There's certainly a fair amount of Te. But I'd say that it sounds more like Si/Ne than Ni/Se. I'd say that sounds like something an ESTJ would write.

Planning things out ahead of time is the domain of Te, while managing a to-do list of tasks to complete is definitely the domain of Si. Ne comes in when you envision what's going to happen in the future. Of course, the element that's missing is feeling (which sounds like inferior Fi)... Are you happy about what's going to happen in the future? Will the other people you interact with be happy about your plans?

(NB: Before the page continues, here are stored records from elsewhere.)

PR #618, opened 2026-08-03
fix(compat/v0_3/translate): add null and undefined checks to array and string fields

### LINKED ISSUE #616: [Bug]: Compat Client fails with a native 0.3 request wich does not provide optional fields
### What happened?

I'm currently exploring with A2A SDK v1.0.1 and try to replace our 0.3.0 implementation with 1.0.1.
Sadly the Client Compat Layer expects `referenceTaskIds` to be set even though the specification of 0.3.0 mark this field as optional.

Consequence, the app crashes with a native JS error message.

The relevant code parts:

```
function toCompatMessage(coreMsg) {
  // ... 
  const referenceTaskIds = nonEmptyArray(coreMsg.referenceTaskIds);
}

function nonEmptyArray(value) {
  return value.length === 0 ? void 0 : [...value];
}
```

Makes sense as referenceTaskIds are optional, meaning undefined or null `.length` fails.

FYI: I discovered also the same pattern for AgentCards, if the card does not have the correct format, the app just crashes accessing properties which are not there.

Maybe it's nice to add a safetynet with proper validation messages to consumers, to prevent users from digging in the code to find out where the problem comes from.

### Relevant log output

```shell
The Error Message:

TypeError: Cannot read properties of undefined (reading 'length')
    at nonEmptyArray (node_modules/@a2a-js/sdk/dist/client/index.cjs:2399:16)
    at toCompatMessage (node_modules/@a2a-js/sdk/dist/client/index.cjs:2440:28)
    at toCompatSendMessageRequest (node_modules/@a2a-js/sdk/dist/client/index.cjs:2563:14)
    at toCompatSendStreamingMessageRequest (node_modules/@a2a-js/sdk/dist/client/index.cjs:2573:17)
    at _LegacyJsonRpcTransport.sendMessageStream (node_modules/@a2a-js/sdk/dist/client/index.cjs:2701:22)
    at sendMessageStream.next (<anonymous>)
    at Client.sendMessageStream (node_modules/@a2a-js/sdk/dist/client/index.cjs:5437:22)
```

### Code of Conduct

JakubWorek:
# Description

The v0.3 compat translators dereferenced V1/legacy array/object fields without any guard, so a partial object crashed with TypeError: Cannot read properties of undefined (reading 'length') inside nonEmptyArray.

Two-part fix:
1. Optional v0.3 fields (referenceTaskIds, extensions, history, artifacts, signatures, securitySchemes, securityRequirements, examples/inputModes/outputModes, acceptedOutputModes) — silently coerced to []/undefined when missing. nonEmptyArray/nonEmptyString helpers now accept T[] | undefined | null / string | undefined | null.
2. Required v0.3 fields (parts, tags, capabilities, defaultInputModes, defaultOutputModes, skills) — new requireArray / requireObject helpers in _validate.ts throw A2AError.invalidParams with the field path (e.g. message.parts is required and must be an array) instead of a native TypeError. Existing strict validation in toCoreMessage preserved.

Fixes #616 🦕

### DIFF
--- a/src/compat/v0_3/translate/_validate.ts
+++ b/src/compat/v0_3/translate/_validate.ts
@@ -1,0 +1,15 @@
+import { A2AError } from '../server/error.js';
+
+export function requireArray<T>(value: T[] | undefined | null, path: string): T[] {
+  if (!Array.isArray(value)) {
+    throw A2AError.invalidParams(`${path} is required and must be an array`);
+  }
+  return value;
+}
+
+export function requireObject<T>(value: T | undefined | null, path: string): T {
+  if (value == null || typeof value !== 'object') {
+    throw A2AError.invalidParams(`${path} is required`);
+  }
+  return value;
+}
--- a/src/compat/v0_3/translate/agent_card.ts
+++ b/src/compat/v0_3/translate/agent_card.ts
@@ -101,7 +101,7 @@ export function toCompatAgentCapabilities(core: V1AgentCapabilities): legacy.Age
   const result: legacy.AgentCapabilities1 = {};
   if (core.streaming !== undefined) result.streaming = core.streaming;
   if (core.pushNotifications !== undefined) result.pushNotifications = core.pushNotifications;
-  if (core.extensions.length > 0) {
+  if (core.extensions && core.extensions.length > 0) {
     result.extensions = core.extensions.map(toCompatAgentExtension);
   }
   return result;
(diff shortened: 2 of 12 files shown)


bartek-gralewicz (commented):
I believe that we should reassess if this approach is the right one for this issue. The issue author mentions that our SDK crashed when an optional field was missing. This is a true bug and should be addressed but the changes in this PR, make required fields optional which should not be the case. Now, for missing required fields, there is no error, no warning, just silent accept with default values.

There is even a test `'does not crash when every declared-required field is missing at once'`. This IMO is something we should revert and only fix handling missing optional fields.

Another comment from the issue author was that it would be nice to get some validation error when a required field is missing. If we want to touch required fields in this PR, I would suggest adding a helper method that takes the field or throws a user-friendly informative message saying which required field was missing. This could be a follow up as it doesn't fix the issue directly and is just a "nice to have". I am leaving the separation of these functionalities to your judgement.

bartek-gralewicz (approved):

A more Ni/Se perspective would be more along the lines of this:

I plan things ahead of time because I already know what's going to happen. I've seen it all before. I don't need a to-do list because I know what needs to get done. This might lead to me forgetting a few tasks, but all that matters is if the big picture makes sense. When something unexpected comes up, I come up with a new plan based on prior experience.


----------



## Spades

amnorvend said:


> *Superior Fi* - People say I have good taste. Sometimes I can be a bit picky, but people tend to rely on me to know what foods are good, which activities are fun, and what movies to see.


Isn't that mainly Se?



amnorvend said:


> When people ask my opinion on something, I tell them how I _really_ feel. That said, I've learned that there are times when I have to bite my tongue and tell someone that shitty meal they just cooked for me was the _best_ thing I've _ever_ tasted.

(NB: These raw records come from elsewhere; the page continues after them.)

PR #621, opened 2026-08-04
test: add public API change detection

### LINKED ISSUE #178: [Feat]: Research options for build-time breaking changes detection
Similar to https://github.com/VerifyTests/Verify from .NET, it would be beneficial to highlight breaking changes introduced in exported types (function signatures, interfaces, etc.)

Given that Typescript type system is Turing Complete, it may be possible only to some extent, however anything will help.

https://api-extractor.com/ looks promising.

Coooder-Crypto:
## Summary

- add API Extractor-based reports for every typed entry in `package.json#exports`
- check in API baselines for all 14 public package entry points
- fail CI on API drift, missing reports, or stale reports left by removed entry points
- document how contributors update API reports for intentional changes

## Why

Exported TypeScript signatures are part of the SDK's compatibility contract, but they were not previously reviewed as a single build artifact. The checked-in reports make API changes visible in pull request diffs and prevent accidental changes from passing CI unnoticed.

## Developer impact

The build workflow now runs `npm run api-report` after generating declarations. Contributors who intentionally change the public API can run:

```sh
npm run build
npm run api-report:update
```

The report runner discovers package entry points automatically, so newly added typed exports require a baseline and removed exports remove their stale baseline during a local update.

Making this example an Se-Fi combo.

The rest seem okay but a little vague.



amnorvend said:


> There's certainly a fair amount of Te. But I'd say that it sounds more like Si/Ne than Ni/Se. I'd say that sounds like something an ESTJ would write.


Thanks for the input! I suppose that could've been an example of Si-Te, but it was by no means made to capture my entire personality. Ni, Se, and Fi were barely part of it as I was curious about that particular aspect. I hope an actual Si-Te can confirm/reject this though.


----------



## Monkey King

amnorvend said:


> A more Ni/Se perspective would be more along the lines of this:
> 
> I plan things ahead of time because I already know what's going to happen. I've seen it all before. I don't need a to-do list because I know what needs to get done. This might lead to me forgetting a few tasks, but all that matters is if the big picture makes sense. When something unexpected comes up, I come up with a new plan based on prior experience.


Ni/Se - 

In regards to having a to-do list. I simply don't have one because new information received changes the tactical way one would approach the objective. A method may prove to be obsolete once new data is encountered. I only adopt the information if it still makes sense to the big picture, especially when it increases time of completion and/or money saved. 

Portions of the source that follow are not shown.